Со всем этим давно смирился.
Но именно по контрасту с моей “молодецкой славой” в России осознание положения в родной стране наполняет меня и горечью, и смущением, потому что я прежде всего пишу для поляков. Наука и прилегающие к ней сферы в России — это что-то совсем иное, нежели у нас. Потому что учёных там сплачивает сознание того, что они являются аутентичными творцами имперской мощи и её энергии развития. А у нас, к сожалению, господствует широкая неаутентичность, которая подобно питательной среде плодит так называемый карьеризм, проявляющийся в том, что учёных проблемы науки интересуют гораздо меньше всех других дел. Когда доктор Егоров, российский космонавт, приехал в Варшаву и пожелал (вновь) со мной увидеться, меня позвали в Варшаву. Но во время посещения Института Авиационной Медицины все очень растерялись, когда Егоров, получив книгу для почётных гостей, передал её мне, чтобы я в ней тоже расписался, а это вообще-то не входило в планы — ведь я был всего лишь несчастным литераторишкой для присутствующей там молодёжи. Эти люди, желая сделать мне комплимент, обычно говорили: “У моего сына есть все ваши книги”. Я, как и прежде, далёк от какого-либо идеализирования российской науки, но всё-таки в ней существуют достаточно мощные преобразующие течения, чтобы излечиться хотя бы от собственных болезней (типа лысенковской, скажем).

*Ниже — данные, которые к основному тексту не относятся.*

PR #563, opened 2021-01-27
Fixes #31562 - Don't crash when switching context on invocation

tbrisker:
When changing the taxonomy contex on the template invocation page,
the host that was displayed may no longer be viewable in the new
context. Instead of erroring out show an informational message.


ezr-ondrej (approved):
Works nicely, thanks @tbrisker !

PR #565, opened 2021-02-22
Fixes #31933 - Mark output as complete if task is missing

adamruzicka:
and the job is done

### DIFF
--- a/app/controllers/api/v2/job_invocations_controller.rb
+++ b/app/controllers/api/v2/job_invocations_controller.rb
@@ -214,7 +214,7 @@ module Api
       end
 
       def host_output(job_invocation, host, default: nil, since: nil, raw: false)
-        refresh = true
+        refresh = !job_invocation.finished?
 
         if (task = job_invocation.sub_task_for_host(host))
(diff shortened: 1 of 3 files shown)


app/controllers/api/v2/job_invocations_controller.rb
```diff
@@ -214,7 +214,7 @@ def output_lines_since(task, time)
       end
 
       def host_output(job_invocation, host, default: nil, since: nil, raw: false)
-        refresh = true
+        refresh = !job_invocation.finished?
```
ares, line 217: It would be good to be more defensive here, in case the task does not exist yet, `finished?` could fail since it calls `task.pending`. I admit the fix may need to land in `def finished?`.

ares (changes requested):
One thing we discussed (and perhaps you'll find out not necessary at all), otherwise good.

adamruzicka:
The tests are green-ish

adamruzicka:
All :green_circle: now

ares (approved):
Thanks @adamruzicka, squashing and merging!

PR #566, opened 2021-03-08
Fixes #32032 - proxy batch sizing per provider

ezr-ondrej:
Allow number of HostTasks to be send to proxy in one batch to be tweaked
per every provider. If provider won't supply value, we still default to
`Setting['foreman_tasks_proxy_batch_size']`

- [x] https://github.com/theforeman/foreman-tasks/pull/640
- [x] #601

### DIFF
--- a/app/lib/actions/remote_execution/run_hosts_job.rb
+++ b/app/lib/actions/remote_execution/run_hosts_job.rb
@@ -31,7 +31,8 @@ module Actions
         set_up_concurrency_control job_invocation
         input.update(:job_category => job_invocation.job_category)
         plan_self(:job_invocation_id => job_invocation.id)
-        input[:proxy_batch_size] ||= Setting['foreman_tasks_proxy_batch_size']
+        provider = job_invocation.pattern_template_invocations.first&.template&.provider
+        input[:proxy_batch_size] ||= provider&.proxy_batch_size || Setting['foreman_tasks_proxy_batch_size']
         trigger_action = plan_action(Actions::TriggerProxyBatch, batch_size: proxy_batch_size, total_count: hosts.count)
         input[:trigger_run_step_id] = trigger_action.run_step_id
       end
--- a/app/models/remote_execution_provider.rb
+++ b/app/models/remote_execution_provider.rb
@@ -122,6 +122,10 @@ class RemoteExecutionProvider
       'Proxy::RemoteExecution::Ssh::Actions::RunScript'
     end
 
+    def proxy_batch_size
+      Setting['foreman_tasks_proxy_batch_size']
+    end
+
     # Return a specific proxy selector to use for running a given template
     # Returns either nil to use the default selector or an instance of a (sub)class of ::ForemanTasks::ProxySelector
     def required_proxy_selector_for(template)
--- a/test/unit/actions/run_hosts_job_test.rb
+++ b/test/unit/actions/run_hosts_job_test.rb
@@ -104,6 +104,22 @@ module ForemanRemoteExecution
       planned # To make the expectations happy
     end
 
+    describe '#proxy_batch_size' do
+      it 'defaults to Setting[foreman_tasks_proxy_batch_size]' do
+        Setting.expects(:[]).with('foreman_tasks_proxy_batch_size').returns(14)
+        planned
+        _(planned.proxy_batch_size).must_equal 14
+      end
+
+      it 'gets the provider value' do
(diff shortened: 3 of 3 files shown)


app/lib/actions/remote_execution/run_hosts_job.rb
```diff
@@ -65,6 +65,12 @@ def batch(from, size)
         hosts.offset(from).limit(size)
       end
 
+      # Will have default in ProxyBatchTriggering if we cant find provider
+      def proxy_batch_size
```
adamruzicka, line 69: I can't find where this gets called

app/lib/actions/remote_execution/run_hosts_job.rb
```diff
@@ -65,6 +65,12 @@ def batch(from, size)
         hosts.offset(from).limit(size)
       end
 
+      # Will have default in ProxyBatchTriggering if we cant find provider
```
adamruzicka, line 68: When will it have a default? There seems to be a fallback to the global setting in base rex provider

app/lib/actions/remote_execution/run_hosts_job.rb
ezr-ondrej: I missed that `ProxyBatchTriggering` is in tasks xD and kept wondering why the tests are failing...
https://github.com/theforeman/foreman-tasks/pull/616

adamruzicka:
Nevermind then, I missed the pr in tasks

adamruzicka:
This wouldn't really work, would it?

There are two batch sizes, one is the planning batch size and the other is the proxy batch size. This PR allows tweaking the latter one. However if the proxy batch size is bigger than the planning batch size there won't be enough "ready" tasks to send over to the proxy. Or am I overlooking something?

ezr-ondrej:
> There are two batch sizes, one is the planning batch size and the other is the proxy batch size. This PR allows tweaking the latter one. However if the proxy batch size is bigger than the planning batch size there won't be enough "ready" tasks to send over to the proxy. Or am I overlooking something?

You are right, I thought we create the sub tasks independently on the proxy triggering. So even the current setting `foreman_tasks_proxy_batch_size` has only range of 1-PLAN_BATCH_SIZE, having it higher has no effect what so ever?

Do you thinkg we should use the same batch_size then?

app/lib/actions/remote_execution/run_hosts_job.rb
```diff
@@ -65,6 +65,19 @@ def batch(from, size)
...
+        provider&.proxy_batch_size
+      end
+
+      # Subtasks planning batch_size needs to be the same or higher then proxy_batch_size
+      # if not, the proxy_batch_size has no meaning, as we would not have enough host tasks
+      # to send to the proxy
+      def batch_size
+        proxy_size = proxy_batch_size || Setting['foreman_tasks_proxy_batch_size']
+        [super, proxy_size].compact.max
+      end
```
ezr-ondrej, line 79: @adamruzicka so should we do this to make sure we have enough sub tasks planned, so users can actually set the setting to higher values then the dynflow's default 100 ?

adamruzicka:
I wouldn't tie the batch sizes together. I'd say we should decouple the planning and proxy batch triggering processes. So both can be done independently using their configured batch sizes. It would also make the proxy triggering a bit safer, right now it is rather fragile

xprazak2:
There has not been an activity for a while here, what is the status?

adamruzicka:
This is blocked by https://github.com/theforeman/foreman-tasks/pull/640 which still needs to be polished a bit to be a bit more reliable, @ezr-ondrej knows the specifics

ezr-ondrej:
This is now quite simple change only allowing providers to control the batch size independently

app/models/remote_execution_provider.rb
```diff
@@ -122,6 +122,10 @@ def proxy_action_class
       'Proxy::RemoteExecution::Ssh::Actions::RunScript'
     end
 
+    def proxy_batch_size
+      Setting['foreman_tasks_proxy_batch_size']
```
adamruzicka, line 126: Would it make sense to have yet another setting for this?

ezr-ondrej: I don't believe so, I think this one make sense to share for now :thinking:

adamruzicka (approved):

adamruzicka:
Thank you @ezr-ondrej !

PR #569, opened 2021-03-12
Fixes #32081 - Add provider specific inputs

xprazak2:
Adds inputs that will be displayed for each template
of a specified provider.

### DIFF
--- a/app/controllers/api/v2/job_invocations_controller.rb
+++ b/app/controllers/api/v2/job_invocations_controller.rb
@@ -64,6 +64,16 @@ module Api
           param :description_format, String, :required => false, :desc => N_('Override the description format from the template for this invocation only')
           param :execution_timeout_interval, Integer, :required => false, :desc => N_('Override the timeout interval from the template for this invocation only')
           param :feature, String, :required => false, :desc => N_('Remote execution feature label that should be triggered, job template assigned to this feature will be used')
+
+          RemoteExecutionProvider.providers.each_value do |provider|
+            next if !provider.respond_to?(:provider_inputs_doc) || provider.provider_inputs_doc.empty?
+            doc = provider.provider_inputs_doc
+            param doc[:namespace], Hash, doc[:opts] do
+              doc[:children].map do |input|
+                param input[:name], input[:type], input[:opts]
+              end
+            end
+          end
         end
       end
 
--- a/app/controllers/api/v2/job_invocations_controller.rb
+++ b/app/controllers/api/v2/job_invocations_controller.rb
@@ -201,7 +201,7 @@ module Api
 
       def permit_provider_inputs(invocation_params)
         providers = RemoteExecutionProvider.providers.values.reject { |provider| !provider.respond_to?(:provider_input_namespace) || provider.provider_input_namespace.empty? }
-        providers.map { |provider| invocation_params.dig(*provider.provider_input_namespace)&.permit! }
+        providers.each { |provider| invocation_params[provider.provider_input_namespace]&.permit! }
       end
 
       def composer_for_feature
--- a/app/controllers/api/v2/job_invocations_controller.rb
+++ b/app/controllers/api/v2/job_invocations_controller.rb
@@ -195,7 +195,13 @@ module Api
         end
         job_invocation_params[:inputs] ||= {}
         job_invocation_params[:inputs].permit!
+        permit_provider_inputs job_invocation_params
         @job_invocation_params = job_invocation_params
+      end
+
+      def permit_provider_inputs(invocation_params)
+        providers = RemoteExecutionProvider.providers.values.reject { |provider| !provider.respond_to?(:provider_input_namespace) || provider.provider_input_namespace.empty? }
+        providers.map { |provider| invocation_params.dig(*provider.provider_input_namespace)&.permit! }
       end
 
       def composer_for_feature
--- a/app/models/remote_execution_provider.rb
+++ b/app/models/remote_execution_provider.rb
@@ -20,7 +20,7 @@ class RemoteExecutionProvider
     end
 
     def proxy_command_options(template_invocation, host)
-      {:proxy_operation_name => proxy_operation_name}
+      {:proxy_operation_name => proxy_operation_name}.merge(proxy_command_provider_inputs(template_invocation))
     end
 
     def secrets(_host)
@@ -100,6 +100,14 @@ class RemoteExecutionProvider
 
     def provider_inputs
       []
+    end
+
+    def provider_inputs_doc
+      {}
+    end
+
+    def proxy_command_provider_inputs(template_invocation)
+      {}
     end
 
     def proxy_action_class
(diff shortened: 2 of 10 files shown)


xprazak2:
Not sure if mimicking template input is the best, I am open to suggestions.

ezr-ondrej:
Simpliest IMHO would be just render provider specific template and let providers define the fields. Then we probably could just have an hash of values on provider and no extra model.
Although this is bit more clean...

xprazak2:
Provider inputs can now be submitted via API as regular template inputs.

ares:
> Provider inputs can now be submitted via API as regular template inputs.

Is that a good thing? How do I as a user know which are job inputs and which are execution specific? If I understand this correctly, as a user I'd in hammer do something like inputs="command=mc,tags=a,b,c"?. Which also brings a question of how many levels of commas would actually work.

xprazak2:
I thought we wanted that so that user does not have to distinguish between what is template input and what is provider input. 

I am not sure how hammer handles inputs now, buy I would expect we would be able to take escaped values such as `inputs="command=mc,tags='a,b,c'"`.

Or should I revert to having provider inputs separately?

ares:
> I thought we wanted that so that user does not have to distinguish between what is template input and what is provider input.

Perhaps I wasn't clear much then. I think we should distinguish, since (template) inputs are inputs for the job while provider inputs modify the actual engine execution. They should be on the same level as other execution attributes, e.g. effective user, concurrency level. As discussed online, perhaps the best place would be in provider specific subset (we have ssh and ansible today) where we have the effective user right now.

xprazak2:
All green now.

app/controllers/api/v2/job_invocations_controller.rb
```diff
@@ -195,9 +195,15 @@ def job_invocation_params
         end
         job_invocation_params[:inputs] ||= {}
         job_invocation_params[:inputs].permit!
+        permit_provider_inputs job_invocation_params
         @job_invocation_params = job_invocation_params
       end
 
+      def permit_provider_inputs(invocation_params)
+        providers = RemoteExecutionProvider.providers.values.reject { |provider| !provider.respond_to?(:provider_input_namespace) || provider.provider_input_namespace.empty? }
+        providers.map { |provider| invocation_params.dig(*provider.provider_input_namespace)&.permit! }
```
adamruzicka, line 204: `permit!` modifies the parameters in-place?

app/models/remote_execution_provider.rb
```diff
@@ -35,6 +35,10 @@ def humanized_name
       self.name
     end
 
+    def provider_input_namespace
+      []
```
adamruzicka, line 39: From the name of the method I'd expect a single value, such as a symbol or a string. Why is it an array? Are elements of the array components of the namespace or can a provider have multiple input namespaces?

app/controllers/api/v2/job_invocations_controller.rb
xprazak2: Yes, inspired by what [job_invocation_params](https://github.com/theforeman/foreman_remote_execution/blob/master/app/controllers/api/v2/job_invocations_controller.rb#L197) does. Do you have a different approach in mind?

app/models/remote_execution_provider.rb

Впрочем, какой там анализ!
Думаю, я сказал достаточно, чтобы Вы могли понять, сколь ценным был и остаётся для меня в этой ситуации любой голос, опровергающий её. Хотя на самом-то деле речь идёт не обо мне, а скорее о тех, кому и для кого я пишу, о дальнейшем и прошедшем смысле моей работы, об опровержении её сизифовости. К тому же нашу и так не слишком богатую в умственном отношении жизнь опять треплет сильная буря…»{137}
27
Из письма Мрожеку (от 10 апреля 1967 года): «Очень разные судьбы моих книг на Востоке и на Западе. На Востоке меня воспринимают попросту в виде океана. Я получаю из России глубокие письма, даже философские трактаты. Я как тот Мудрый Старец, который знает, как нужно жить, а потрёпанные экземпляры моих польских изданий служат для изучения нашего родного языка. Польша — это особый случай, потому что никто у нас не является пророком. А вот один чех пишет по моему роману оперу. “Астронавты” неплохо идут на Западе, в Швейцарии они вышли в детском издательстве и так далее, а вот моя piece de resistance[66] “Солярис” издана только во Франции, а в других странах её пристроить не удаётся. Издатели, которым предлагали этот роман, крутили носом — это ведь не обычная, скажем так, привычная НФ, и, несомненно, они правы. Когда кто-то идёт в публичный дом, то ведь не для того, чтобы вести там разговоры на философские темы; красоты души проститутки, которая может оказаться какой-то там новой Соней[67], лишь неприятно его обескуражат и затруднят исполнение кропотливых действий, на которые он настроился. Так и в системах с упорядоченным распорядком всё (а значит, и книги) сразу же получает классификационное отношение, и ни один, даже мудрейший, французский критик, уважающий себя, не обнаружит ценности в серии книжек НФ карманного формата, которых в этой серии EX DEFINITIONE[68] найти нельзя. Так доброе априорное знание серьёзно управляет миром и делает жизнь в нём по-настоящему комфортной. А потому тех, кто массово пишет и поглощает НФ, такие вот разные “Солярисы” обмануть не могут. В этом есть глубоко упрятанная правда, касающаяся таинственных и совершенно неизвестных приёмов, с помощью которых происходит столь тотальное игнорирование и фальсификация восприятия любого произведения искусства, любого писательского текста. Я считаю свою судьбу (то есть судьбу своих книг) нормальной. Не думая ни о деньгах, ни о славе, становишься способным к более важным размышлениям и черпаешь из них откровения. Я говорю это совершенно серьёзно. Ожидание того, что третьестепенная литература будет нести первостепенное содержание, столь же нигилистично, сколь и противоположное суждение…»{138}
67
Имеется в виду Соня Мармеладова, героиня романа Ф. М. Достоевского «Преступление и наказание».